(Data to examine Opens)

Issue #319, opened 2026-05-26
Inconsistent XPath node ordering and non-compliance with XPath 1.0


tompng:
## Inconsistent ordering bug
Ordering of the final result is inconsistent. This is just a bug. We need to standardize on one or the other.

```ruby
doc = REXML::Document.new('<a><b><c><d id="1"><d id="2"/></d></c></b></a>')

REXML::XPath.first(doc, '//d/ancestor::*').name
#=> "a" (document order)
REXML::XPath.first(doc, '//d[@id="2"]/ancestor::*').name
#=> "d" (reverse document order)

REXML::XPath.match(doc, '//d/ancestor::*').map(&:name)
#=> ["a", "b", "c", "d"] (document order)
REXML::XPath.match(doc, '//d[@id="2"]/ancestor::*').map(&:name)
#=> ["d", "c", "b", "a"] (reverse document order)

REXML::XPath.first(doc, '//d/ancestor-or-self::*').name
#=> "a" (document order)
REXML::XPath.first(doc, '//d[@id="2"]/ancestor-or-self::*').name
#=> "d" (reverse-document order)
REXML::XPath.match(doc, '//d/ancestor-or-self::*').map(&:name)
#=> ["a", "b", "c", "d", "d"] (document order)
REXML::XPath.match(doc, '//d[@id="2"]/ancestor-or-self::*').map(&:name)
#=> ["d", "d", "c", "b", "a"] (reverse document order)
```

## XPath 1.0 requires document order

https://www.w3.org/TR/1999/REC-xpath-19991116/#node-sets

Nodeset are basically unordered

> node-set (an unordered collection of nodes without duplicates)

Axis has order

> An axis is either a forward axis or a reverse axis
> The proximity position of a member of a node-set with respect to an axis is defined to be the position of the node in the node-set ordered in document order if the axis is a forward axis and ordered in reverse document order if the axis is a reverse axis.

Positional predicates applied to axis uses axis order

> The meaning of a Predicate depends crucially on which axis applies.
> For example, preceding::foo[1] returns the first foo element in reverse document order, because the axis that applies to the [1] predicate is the preceding axis;

After applying predicates to reverse axis, it is unordered, and may need to be sorted in document order before applying another predicates

> by contrast, (preceding::foo)[1] returns the first foo element in document order, because the axis that applies to the [1] predicate is the child axis.
[...]

PR #320, opened 2026-05-26
XPath nodeset always in document-order

tompng:
Fixes problems described in #319
Change nodeset ordering to match XPath 1.0 spec
Changes `XPath#first` `XPath#match` ordering

In XPath 1.0 spec, nodeset are unordered set, but many operations are required to use document ordered.
Functions such as `local-name` should use first node in document order.
Filter expressions such as `(preceding::foo)[1]` need to use document-order.
JavaScript's `XPathResult.ORDERED_NODE_ITERATOR_TYPE` `XPathResult.FIRST_ORDERED_NODE_TYPE` always orders in document order.
This commit will make REXML match to this ordering, and also fixes inconsistent ordering bug: same xpath may return document-ordered nodes or reverse-document-ordered nodes depending on `nodesets.size`.

### DIFF
--- a/lib/rexml/xpath_parser.rb
+++ b/lib/rexml/xpath_parser.rb
@@ -262,7 +262,7 @@ module REXML
             nodesets
           end
         when :ancestor
-          nodeset = step(path_stack) do
+          nodeset = step(path_stack, order: :reverse) do
             nodesets = []
             # new_nodes = {}
             nodeset.each do |node|
@@ -280,7 +280,7 @@ module REXML
             nodesets
           end
         when :ancestor_or_self
-          nodeset = step(path_stack) do
+          nodeset = step(path_stack, order: :reverse) do
             nodesets = []
             # new_nodes = {}
             nodeset.each do |node|
@@ -471,7 +471,7 @@ module REXML
           nodesets = evaluate_predicate(predicate_expression, nodesets)
         end
         if nodesets.size == 1
-          ordered_nodeset = nodesets[0]
+          ordered_nodeset = order == :forward ? nodesets.first : nodesets.first.reverse
         else
           seen = {}.compare_by_identity
           raw_nodes = []
@@ -483,7 +483,7 @@ module REXML
               raw_nodes << raw_node
             end
           end
-          ordered_nodeset = sort(raw_nodes, order)
+          ordered_nodeset = sort(raw_nodes)
         end
         new_nodeset = []
         ordered_nodeset.each do |node|
@@ -667,7 +667,7 @@ module REXML
     # in and out of function calls.  If I knew what the index of the nodes was,
     # I wouldn't have to do this.  Maybe add a document IDX for each node?
     # Problems with mutable documents.  Or, rewrite everything.
-    def sort(array_of_nodes, order)
+    def sort(array_of_nodes)
       new_arry = []
       array_of_nodes.each { |node|
         node_idx = []
@@ -679,11 +679,7 @@ module REXML
         new_arry << [ node_idx.reverse, node ]
       }
       ordered = new_arry.sort_by do |index, node|
-        if order == :forward
-          index
-        else
-          index.map(&:-@)
-        end
+        index
       end
       ordered.collect do |_index, node|
         node
--- a/lib/rexml/xpath_parser.rb
+++ b/lib/rexml/xpath_parser.rb
@@ -262,7 +262,7 @@ module REXML
             nodesets
           end
         when :ancestor
-          nodeset = step(path_stack, order: :reverse) do
+          nodeset = step(path_stack, axis_order: :reverse) do
             nodesets = []
             # new_nodes = {}
             nodeset.each do |node|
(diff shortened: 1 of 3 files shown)


lib/rexml/xpath_parser.rb
```diff
@@ -459,21 +459,19 @@ def step(path_stack, any_type: :element, order: :forward)
           predicate_expression = path_stack.shift.dclone
           nodesets = evaluate_predicate(predicate_expression, nodesets)
         end
-        if nodesets.size == 1
-          ordered_nodeset = nodesets[0]
-        else
```
naitoh, line 475: @tompng 
Thank you for this PR.

But, performance has decreased because the optimization for `nodesets.size == 1` has been removed.
Is there any way to improve this?


```bash
$ git checkout master
$ rake build
rexml 3.4.5 built to pkg/rexml-3.4.5.gem.
$ gem install pkg/rexml-3.4.5.gem
$ git checkout no_reverse_order
$ benchmark-driver benchmark/xpath_no_reverse_order.yaml
                     master(a98066c)       after  master(a98066c,YJIT)  after(YJIT) 
               child         280.227      19.016               544.496       31.084 i/s -     100.000 times in 0.356853s 5.258603s 0.183656s 3.217105s
          descendant          18.445       9.682                28.523       15.258 i/s -     100.000 times in 5.421532s 10.327928s 3.505883s 6.554030s

Comparison:
                            child
master(a98066c,YJIT):       544.5 i/s 
     master(a98066c):       280.2 i/s - 1.94x  slower
         after(YJIT):        31.1 i/s - 17.52x  slower
               after:        19.0 i/s - 28.63x  slower

                       descendant
master(a98066c,YJIT):        28.5 i/s 
     master(a98066c):        18.4 i/s - 1.55x  slower
         after(YJIT):        15.3 i/s - 1.87x  slower
               after:         9.7 i/s - 2.95x  slower
```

(Data to examine Closes)

▶ Task to carry out
Each line above that holds the string "always" should be copied and shown.

▶ Response area
XPath nodeset always in document-order
JavaScript's `XPathResult.ORDERED_NODE_ITERATOR_TYPE` `XPathResult.FIRST_ORDERED_NODE_TYPE` always orders in document order.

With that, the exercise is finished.